Para além do motocross, Herrick é uma grande adepta da vasta variedade de desportos de ação associados à Monster Energy. Nascida e criada no Colorado, está perfeitamente habituada ao estilo de vida de montanha, sobretudo quando se trata de snowboard e de bicicleta de montanha.

“Adoro fazer saltos de bicicleta de montanha, andar de trotinete, de skate e, no fundo, qualquer coisa com rodas”, afirmou. “No verão, quando estou em casa, fazemos muito downhill de bicicleta de montanha e é super divertido.
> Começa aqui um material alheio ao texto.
Issue #870, opened 2020-03-10
Refactor import delivery config flow


luispollo:
Currently, orca's `ImportDeliveryConfigStage` pulls the manifest file from source control via igor, then pushes it to keel to store/update. We'd like to change that behavior such that keel does the pulling by exposing a new API like `/delivery-configs/import`, which has 2 advantages:
1. Allows keel to store metadata about the source control repo in its database.
2. Brings us closer to having 1st-class support for GitOpsy flows _without_ pipelines.

spinnakerbot:
This issue hasn't been updated in 45 days, so we are tagging it as 'stale'. If you want to remove this label, comment:

> @spinnakerbot remove-label stale

spinnakerbot:
This issue hasn't been updated in 45 days, so we are tagging it as 'stale'. If you want to remove this label, comment:

> @spinnakerbot remove-label stale

luispollo:
@spinnakerbot remove-label stale

spinnakerbot:
This issue hasn't been updated in 45 days, so we are tagging it as 'stale'. If you want to remove this label, comment:

> @spinnakerbot remove-label stale

spinnakerbot:
This issue hasn't been updated in 45 days, so we are tagging it as 'stale'. If you want to remove this label, comment:

> @spinnakerbot remove-label stale

spinnakerbot:
This issue hasn't been updated in 45 days, so we are tagging it as 'stale'. If you want to remove this label, comment:

> @spinnakerbot remove-label stale

spinnakerbot:
This issue is tagged as 'stale' and hasn't been updated  in 45 days, so we are tagging it as 'to-be-closed'. It will be closed in 45 days unless updates are made. If you want to remove this label, comment:

> @spinnakerbot remove-label to-be-closed

spinnakerbot:
This issue is tagged as 'to-be-closed' and hasn't been updated  in 45 days, so we are closing it. You can always reopen this issue if needed.

PR #1261, opened 2020-06-02
feat(import): API to import delivery config from source

luispollo:
Implements a new `POST /delivery-configs/import` API that performs the same steps as the orca `ImportDeliveryConfigTask`, namely retrieving a specified delivery config from source control via igor, and upserting the delivery config into the keel database.

This PR also takes advantage of the fact that we now have metadata available in keel about the provenance of the delivery config, and adds a `metadata` column to the `delivery_config` table to store that information.

The goal of this PR is to make progress towards #870 and provide a more self-contained way to test the import flow locally by avoiding as many dependencies and steps as possible in the manual test flow. For example, with this change, it's straightforward to replicate the error from #1262 locally.

### DIFF
--- a/keel-igor/src/main/kotlin/com/netflix/spinnaker/igor/ScmService.kt
+++ b/keel-igor/src/main/kotlin/com/netflix/spinnaker/igor/ScmService.kt
@@ -1,0 +1,18 @@
+package com.netflix.spinnaker.igor
+
+import retrofit2.http.GET
+import retrofit2.http.Query
+
+/**
+ * Igor methods related to Source Control Management (SCM) operations.
+ */
+interface ScmService {
+  @GET("/delivery-config/manifest")
+  suspend fun getDeliveryConfigManifest(
+    @Query("scmType") repoType: String,
+    @Query("project") projectKey: String,
+    @Query("repository") repositorySlug: String,
+    @Query("manifest") manifestPath: String,
+    @Query("ref") ref: String? = null
+  ): Map<String, Any?>
+}
--- a/keel-igor/src/main/kotlin/com/netflix/spinnaker/igor/ScmService.kt
+++ b/keel-igor/src/main/kotlin/com/netflix/spinnaker/igor/ScmService.kt
@@ -1,5 +1,6 @@
 package com.netflix.spinnaker.igor
 
+import com.netflix.spinnaker.keel.core.api.SubmittedDeliveryConfig
 import retrofit2.http.GET
 import retrofit2.http.Query
 
@@ -7,6 +8,18 @@ import retrofit2.http.Query
  * Igor methods related to Source Control Management (SCM) operations.
  */
 interface ScmService {
+  /**
+   * Retrieves a delivery config manifest from a source control repository.
+   *
+   * @param repoType The type of SCM repository (e.g. "stash", "github")
+   * @param projectKey The "project" within the SCM system where the repository exists, which can be a user's personal
+   *        area (e.g. "SPKR", "~lpollo")
+   * @param repositorySlug The repository name (e.g. "myapp")
+   * @param manifestPath The path of the manifest file, relative to the base-path configured by the Spinnaker operator
+   *        in igor (which defaults to ".spinnaker"), for example "mydir/spinnaker.yml". The full path to the file
+   *        is determined by concatenating the base path with this relative path (e.g. ".spinnaker/mydir/spinnaker.yml").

Sentes a mesma adrenalina que numa moto de motocross e isso é incrível. No inverno praticamos snowboard. Cresci a fazê-lo, por isso continuo a gostar muito.”

E quando não está de punho a fundo numa moto ou a percorrer as montanhas do Colorado numa bicicleta ou numa prancha?

“Levo os meus tacos de golfe para todo o lado sempre que posso e aproveito qualquer oportunidade para jogar uma partida de golfe”, acrescentou.

O que se segue?

Herrick irá disputar as duas últimas rondas do campeonato WMX, em Budds Creek, Maryland (21 a 23 de agosto), e em Ironman, Indiana (28 a 30 de agosto).

As próximas grandes competições nacionais de motocross amador no seu calendário serão a Moto Playground Race, em Ponca City, de 30 de setembro a 4 de outubro, e os Thor Mini O’s (Winter National Amateur Motocross), que decorrem de 21 a 28 de novembro no Gatorback Cycle Park, em Alachua, Florida.